_HOW TO COMPLETE THIS TASK:_ Among the lines below, return each one that contains the word "inside".

Start of Block

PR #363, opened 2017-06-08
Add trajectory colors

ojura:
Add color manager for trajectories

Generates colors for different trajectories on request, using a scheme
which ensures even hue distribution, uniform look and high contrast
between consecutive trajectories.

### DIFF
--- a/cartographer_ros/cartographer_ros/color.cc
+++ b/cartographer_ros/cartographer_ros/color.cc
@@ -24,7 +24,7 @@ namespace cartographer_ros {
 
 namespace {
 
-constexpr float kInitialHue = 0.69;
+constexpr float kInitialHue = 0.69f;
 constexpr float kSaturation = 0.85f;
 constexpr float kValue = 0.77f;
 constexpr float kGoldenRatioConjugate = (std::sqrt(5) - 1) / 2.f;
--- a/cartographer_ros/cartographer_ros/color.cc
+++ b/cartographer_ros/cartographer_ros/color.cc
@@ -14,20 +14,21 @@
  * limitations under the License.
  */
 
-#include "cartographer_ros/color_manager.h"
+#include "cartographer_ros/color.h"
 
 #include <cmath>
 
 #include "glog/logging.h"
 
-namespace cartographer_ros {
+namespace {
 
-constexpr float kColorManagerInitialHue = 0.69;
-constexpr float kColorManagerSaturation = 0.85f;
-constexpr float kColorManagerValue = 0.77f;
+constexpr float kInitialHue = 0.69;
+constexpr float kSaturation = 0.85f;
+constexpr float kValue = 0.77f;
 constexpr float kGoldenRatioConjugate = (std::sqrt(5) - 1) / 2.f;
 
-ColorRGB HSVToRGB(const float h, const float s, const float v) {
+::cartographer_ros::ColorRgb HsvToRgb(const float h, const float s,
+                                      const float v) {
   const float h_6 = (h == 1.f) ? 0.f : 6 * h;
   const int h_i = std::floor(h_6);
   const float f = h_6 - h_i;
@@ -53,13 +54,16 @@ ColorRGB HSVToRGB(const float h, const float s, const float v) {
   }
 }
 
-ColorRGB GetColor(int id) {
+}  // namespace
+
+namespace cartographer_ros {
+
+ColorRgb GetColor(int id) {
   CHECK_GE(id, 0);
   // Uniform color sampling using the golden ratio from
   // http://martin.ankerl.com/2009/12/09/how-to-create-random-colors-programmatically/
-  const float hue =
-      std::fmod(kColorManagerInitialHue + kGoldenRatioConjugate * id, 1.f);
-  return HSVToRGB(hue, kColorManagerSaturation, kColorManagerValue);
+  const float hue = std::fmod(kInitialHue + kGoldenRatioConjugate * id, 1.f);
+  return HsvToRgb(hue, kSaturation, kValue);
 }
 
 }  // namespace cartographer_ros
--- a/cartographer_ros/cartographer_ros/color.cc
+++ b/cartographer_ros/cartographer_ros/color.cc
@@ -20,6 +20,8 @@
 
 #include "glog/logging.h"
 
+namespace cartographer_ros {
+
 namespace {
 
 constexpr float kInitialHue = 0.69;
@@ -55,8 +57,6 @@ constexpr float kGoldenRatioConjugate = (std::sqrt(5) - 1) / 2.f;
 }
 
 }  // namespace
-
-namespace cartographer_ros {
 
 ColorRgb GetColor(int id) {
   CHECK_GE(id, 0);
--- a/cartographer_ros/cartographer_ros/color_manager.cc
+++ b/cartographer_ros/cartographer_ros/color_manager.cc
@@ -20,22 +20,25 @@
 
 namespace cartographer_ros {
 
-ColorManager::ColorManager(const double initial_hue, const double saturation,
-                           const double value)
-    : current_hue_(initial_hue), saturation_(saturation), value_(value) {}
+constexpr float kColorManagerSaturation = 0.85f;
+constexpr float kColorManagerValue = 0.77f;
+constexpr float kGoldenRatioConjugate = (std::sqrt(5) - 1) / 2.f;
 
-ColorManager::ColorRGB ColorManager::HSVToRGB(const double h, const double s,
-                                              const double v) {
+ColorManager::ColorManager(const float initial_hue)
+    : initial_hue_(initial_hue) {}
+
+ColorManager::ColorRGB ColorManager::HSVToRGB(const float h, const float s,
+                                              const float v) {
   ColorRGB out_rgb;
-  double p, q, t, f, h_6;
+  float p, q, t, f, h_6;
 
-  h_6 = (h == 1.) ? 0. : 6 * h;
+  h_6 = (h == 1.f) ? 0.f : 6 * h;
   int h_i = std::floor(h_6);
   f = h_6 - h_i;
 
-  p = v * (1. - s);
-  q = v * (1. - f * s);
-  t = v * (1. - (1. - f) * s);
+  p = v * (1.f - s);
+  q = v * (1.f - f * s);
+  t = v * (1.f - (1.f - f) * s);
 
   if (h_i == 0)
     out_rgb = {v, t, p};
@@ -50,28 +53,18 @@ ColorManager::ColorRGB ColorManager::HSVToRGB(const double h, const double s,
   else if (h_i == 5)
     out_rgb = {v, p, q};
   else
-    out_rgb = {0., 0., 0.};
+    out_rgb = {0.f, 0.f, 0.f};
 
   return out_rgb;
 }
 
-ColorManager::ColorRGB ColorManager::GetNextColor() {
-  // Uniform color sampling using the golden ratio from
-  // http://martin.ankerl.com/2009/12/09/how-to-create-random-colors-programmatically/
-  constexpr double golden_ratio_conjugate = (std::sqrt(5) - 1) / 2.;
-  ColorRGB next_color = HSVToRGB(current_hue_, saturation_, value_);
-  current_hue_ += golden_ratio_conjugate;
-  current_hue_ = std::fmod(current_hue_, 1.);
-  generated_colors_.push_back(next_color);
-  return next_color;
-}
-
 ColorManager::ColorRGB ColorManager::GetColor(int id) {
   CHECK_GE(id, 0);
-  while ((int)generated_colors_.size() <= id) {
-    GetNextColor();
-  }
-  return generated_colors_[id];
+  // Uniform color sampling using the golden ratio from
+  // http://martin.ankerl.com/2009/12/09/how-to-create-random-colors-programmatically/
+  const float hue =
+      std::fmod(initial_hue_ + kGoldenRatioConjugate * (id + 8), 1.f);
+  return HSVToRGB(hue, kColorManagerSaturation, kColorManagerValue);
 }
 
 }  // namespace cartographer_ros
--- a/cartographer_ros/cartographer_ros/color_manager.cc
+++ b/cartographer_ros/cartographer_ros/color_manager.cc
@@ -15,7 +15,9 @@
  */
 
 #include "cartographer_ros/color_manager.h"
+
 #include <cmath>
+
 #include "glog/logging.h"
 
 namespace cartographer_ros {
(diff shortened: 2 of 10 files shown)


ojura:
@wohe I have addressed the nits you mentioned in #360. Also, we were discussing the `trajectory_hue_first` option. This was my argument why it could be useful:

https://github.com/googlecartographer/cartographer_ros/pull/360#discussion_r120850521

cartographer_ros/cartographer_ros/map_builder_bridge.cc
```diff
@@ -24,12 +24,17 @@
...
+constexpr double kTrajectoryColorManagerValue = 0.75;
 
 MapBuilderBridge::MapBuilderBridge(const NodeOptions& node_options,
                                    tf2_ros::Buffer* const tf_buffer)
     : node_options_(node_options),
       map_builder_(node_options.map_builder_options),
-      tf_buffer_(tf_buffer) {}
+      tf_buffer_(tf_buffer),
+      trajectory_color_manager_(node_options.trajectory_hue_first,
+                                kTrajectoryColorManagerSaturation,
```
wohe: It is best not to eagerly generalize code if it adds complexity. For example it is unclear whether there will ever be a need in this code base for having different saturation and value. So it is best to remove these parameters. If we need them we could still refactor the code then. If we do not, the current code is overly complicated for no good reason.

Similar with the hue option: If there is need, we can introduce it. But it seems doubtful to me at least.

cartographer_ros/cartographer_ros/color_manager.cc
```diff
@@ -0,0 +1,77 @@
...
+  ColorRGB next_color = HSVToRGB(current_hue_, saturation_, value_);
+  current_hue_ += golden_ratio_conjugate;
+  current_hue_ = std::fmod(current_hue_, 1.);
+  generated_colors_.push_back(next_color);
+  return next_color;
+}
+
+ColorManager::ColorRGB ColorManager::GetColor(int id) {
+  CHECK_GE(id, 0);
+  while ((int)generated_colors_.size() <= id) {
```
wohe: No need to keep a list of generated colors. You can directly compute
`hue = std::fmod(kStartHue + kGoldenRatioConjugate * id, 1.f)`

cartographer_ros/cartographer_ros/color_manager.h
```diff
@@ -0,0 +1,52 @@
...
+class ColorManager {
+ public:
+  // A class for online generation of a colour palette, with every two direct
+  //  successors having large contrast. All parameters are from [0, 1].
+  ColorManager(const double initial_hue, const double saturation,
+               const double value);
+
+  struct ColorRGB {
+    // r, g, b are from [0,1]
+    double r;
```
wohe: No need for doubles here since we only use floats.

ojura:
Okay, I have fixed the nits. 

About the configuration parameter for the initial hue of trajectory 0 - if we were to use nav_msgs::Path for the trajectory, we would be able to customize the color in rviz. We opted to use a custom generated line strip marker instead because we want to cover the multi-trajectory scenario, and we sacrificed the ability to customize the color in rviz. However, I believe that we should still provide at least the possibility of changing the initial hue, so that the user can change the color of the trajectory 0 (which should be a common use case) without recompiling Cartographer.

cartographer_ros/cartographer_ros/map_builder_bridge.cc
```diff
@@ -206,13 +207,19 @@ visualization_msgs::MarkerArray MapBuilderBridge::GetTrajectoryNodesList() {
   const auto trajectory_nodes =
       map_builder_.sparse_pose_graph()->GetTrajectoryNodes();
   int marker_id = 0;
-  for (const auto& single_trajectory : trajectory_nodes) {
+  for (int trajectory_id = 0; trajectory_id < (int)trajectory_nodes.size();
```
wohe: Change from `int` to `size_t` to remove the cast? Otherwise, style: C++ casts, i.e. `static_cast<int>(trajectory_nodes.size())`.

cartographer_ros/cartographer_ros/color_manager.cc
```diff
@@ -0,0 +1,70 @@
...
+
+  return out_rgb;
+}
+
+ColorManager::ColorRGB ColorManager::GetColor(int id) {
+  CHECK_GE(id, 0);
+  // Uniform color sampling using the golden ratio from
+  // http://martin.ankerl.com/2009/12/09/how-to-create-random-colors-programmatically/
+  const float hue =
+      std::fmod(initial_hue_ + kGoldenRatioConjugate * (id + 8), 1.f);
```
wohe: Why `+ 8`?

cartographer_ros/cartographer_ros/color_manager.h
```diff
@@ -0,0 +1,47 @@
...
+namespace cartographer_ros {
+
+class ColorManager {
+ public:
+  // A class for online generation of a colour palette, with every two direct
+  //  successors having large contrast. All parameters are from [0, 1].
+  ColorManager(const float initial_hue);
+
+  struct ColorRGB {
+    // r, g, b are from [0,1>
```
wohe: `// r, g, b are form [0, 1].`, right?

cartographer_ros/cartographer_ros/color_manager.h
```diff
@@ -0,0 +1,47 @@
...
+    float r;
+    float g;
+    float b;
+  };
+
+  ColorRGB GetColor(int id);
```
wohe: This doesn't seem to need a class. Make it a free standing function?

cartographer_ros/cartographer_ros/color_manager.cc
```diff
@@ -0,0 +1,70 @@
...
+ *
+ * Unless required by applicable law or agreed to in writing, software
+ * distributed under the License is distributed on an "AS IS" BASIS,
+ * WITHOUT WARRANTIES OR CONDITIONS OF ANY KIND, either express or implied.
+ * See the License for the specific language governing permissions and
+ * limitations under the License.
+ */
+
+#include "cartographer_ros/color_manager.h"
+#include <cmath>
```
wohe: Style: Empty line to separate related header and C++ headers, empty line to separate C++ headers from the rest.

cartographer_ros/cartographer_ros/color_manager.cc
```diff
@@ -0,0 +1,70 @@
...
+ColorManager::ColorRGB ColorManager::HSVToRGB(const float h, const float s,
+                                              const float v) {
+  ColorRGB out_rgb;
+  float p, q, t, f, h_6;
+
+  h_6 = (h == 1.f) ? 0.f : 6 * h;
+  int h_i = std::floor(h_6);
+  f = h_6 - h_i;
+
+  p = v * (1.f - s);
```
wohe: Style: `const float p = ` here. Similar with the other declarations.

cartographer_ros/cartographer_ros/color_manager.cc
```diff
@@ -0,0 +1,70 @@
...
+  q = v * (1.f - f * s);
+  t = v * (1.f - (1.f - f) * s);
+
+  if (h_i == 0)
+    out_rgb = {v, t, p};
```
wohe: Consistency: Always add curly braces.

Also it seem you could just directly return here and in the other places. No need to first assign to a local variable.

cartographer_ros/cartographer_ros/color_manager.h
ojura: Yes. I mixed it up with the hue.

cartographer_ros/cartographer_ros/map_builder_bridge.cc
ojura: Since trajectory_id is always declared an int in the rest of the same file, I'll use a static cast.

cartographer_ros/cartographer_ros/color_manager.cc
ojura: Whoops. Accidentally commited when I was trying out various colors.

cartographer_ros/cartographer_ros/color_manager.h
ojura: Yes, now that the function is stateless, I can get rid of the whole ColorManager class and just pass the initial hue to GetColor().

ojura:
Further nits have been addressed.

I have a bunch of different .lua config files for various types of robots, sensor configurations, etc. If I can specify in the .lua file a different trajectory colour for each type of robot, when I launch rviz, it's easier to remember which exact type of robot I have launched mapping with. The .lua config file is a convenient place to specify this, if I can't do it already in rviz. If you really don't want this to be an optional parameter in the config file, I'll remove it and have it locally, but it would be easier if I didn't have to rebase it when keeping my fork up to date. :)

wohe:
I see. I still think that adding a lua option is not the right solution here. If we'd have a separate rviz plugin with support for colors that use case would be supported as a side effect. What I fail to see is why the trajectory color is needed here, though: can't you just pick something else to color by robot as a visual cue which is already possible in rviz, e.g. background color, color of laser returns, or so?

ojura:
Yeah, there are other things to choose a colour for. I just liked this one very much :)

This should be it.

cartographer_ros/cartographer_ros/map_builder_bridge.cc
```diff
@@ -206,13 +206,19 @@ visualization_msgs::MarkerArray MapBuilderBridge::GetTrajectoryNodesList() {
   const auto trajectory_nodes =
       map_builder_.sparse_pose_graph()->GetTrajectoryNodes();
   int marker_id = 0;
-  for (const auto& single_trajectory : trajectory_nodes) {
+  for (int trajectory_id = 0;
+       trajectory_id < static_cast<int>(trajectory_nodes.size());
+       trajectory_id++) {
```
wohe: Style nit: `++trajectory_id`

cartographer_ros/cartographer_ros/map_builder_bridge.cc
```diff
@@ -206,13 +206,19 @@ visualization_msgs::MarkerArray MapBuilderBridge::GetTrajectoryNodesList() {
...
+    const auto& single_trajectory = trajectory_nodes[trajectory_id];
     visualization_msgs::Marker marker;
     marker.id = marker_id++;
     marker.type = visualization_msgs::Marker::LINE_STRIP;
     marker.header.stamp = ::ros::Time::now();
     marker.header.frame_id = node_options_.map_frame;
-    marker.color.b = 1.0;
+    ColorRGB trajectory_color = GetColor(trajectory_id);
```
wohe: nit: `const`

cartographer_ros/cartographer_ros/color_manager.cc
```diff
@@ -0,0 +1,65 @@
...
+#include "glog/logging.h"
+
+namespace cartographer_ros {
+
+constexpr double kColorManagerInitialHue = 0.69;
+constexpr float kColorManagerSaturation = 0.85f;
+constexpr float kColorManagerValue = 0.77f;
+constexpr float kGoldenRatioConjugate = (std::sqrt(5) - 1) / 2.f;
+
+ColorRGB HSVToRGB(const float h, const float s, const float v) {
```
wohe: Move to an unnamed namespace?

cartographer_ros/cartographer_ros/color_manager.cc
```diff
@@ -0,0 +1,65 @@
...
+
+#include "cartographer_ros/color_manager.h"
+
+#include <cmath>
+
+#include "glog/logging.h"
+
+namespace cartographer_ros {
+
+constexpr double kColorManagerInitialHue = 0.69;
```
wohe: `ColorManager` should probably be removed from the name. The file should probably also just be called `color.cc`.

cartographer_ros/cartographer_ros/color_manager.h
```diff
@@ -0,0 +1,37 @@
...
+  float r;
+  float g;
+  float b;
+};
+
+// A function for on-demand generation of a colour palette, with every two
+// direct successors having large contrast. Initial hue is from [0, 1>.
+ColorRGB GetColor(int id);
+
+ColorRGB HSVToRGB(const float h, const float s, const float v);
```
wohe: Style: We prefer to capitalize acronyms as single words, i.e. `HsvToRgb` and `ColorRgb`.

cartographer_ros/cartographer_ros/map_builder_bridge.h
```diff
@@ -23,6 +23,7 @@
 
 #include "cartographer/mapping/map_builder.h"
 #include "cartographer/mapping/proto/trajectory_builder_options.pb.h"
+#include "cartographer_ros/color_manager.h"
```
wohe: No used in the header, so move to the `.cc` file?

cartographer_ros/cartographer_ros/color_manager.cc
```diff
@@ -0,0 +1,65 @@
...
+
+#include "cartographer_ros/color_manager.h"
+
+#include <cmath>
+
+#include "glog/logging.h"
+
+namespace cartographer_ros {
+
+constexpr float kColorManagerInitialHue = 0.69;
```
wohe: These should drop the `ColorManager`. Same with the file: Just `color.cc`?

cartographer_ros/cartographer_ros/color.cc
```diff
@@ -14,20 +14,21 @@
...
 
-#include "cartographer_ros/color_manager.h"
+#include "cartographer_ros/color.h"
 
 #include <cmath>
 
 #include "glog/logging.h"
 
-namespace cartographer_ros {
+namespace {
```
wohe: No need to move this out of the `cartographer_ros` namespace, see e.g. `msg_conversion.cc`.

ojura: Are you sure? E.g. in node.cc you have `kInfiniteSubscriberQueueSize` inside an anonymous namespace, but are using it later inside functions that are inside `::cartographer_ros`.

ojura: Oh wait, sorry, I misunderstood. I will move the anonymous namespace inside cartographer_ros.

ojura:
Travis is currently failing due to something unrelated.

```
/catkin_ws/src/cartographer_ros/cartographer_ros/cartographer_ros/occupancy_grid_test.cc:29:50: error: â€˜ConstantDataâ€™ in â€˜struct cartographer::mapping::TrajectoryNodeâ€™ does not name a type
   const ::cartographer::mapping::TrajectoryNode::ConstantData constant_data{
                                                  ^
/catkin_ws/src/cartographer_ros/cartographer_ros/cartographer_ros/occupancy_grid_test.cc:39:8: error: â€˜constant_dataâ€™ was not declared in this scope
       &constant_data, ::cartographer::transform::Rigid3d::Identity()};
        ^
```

End of Block

_OUTPUT OF THE EXERCISE:_
ojura: Are you sure? E.g. in node.cc you have `kInfiniteSubscriberQueueSize` inside an anonymous namespace, but are using it later inside functions that are inside `::cartographer_ros`.
ojura: Oh wait, sorry, I misunderstood. I will move the anonymous namespace inside cartographer_ros.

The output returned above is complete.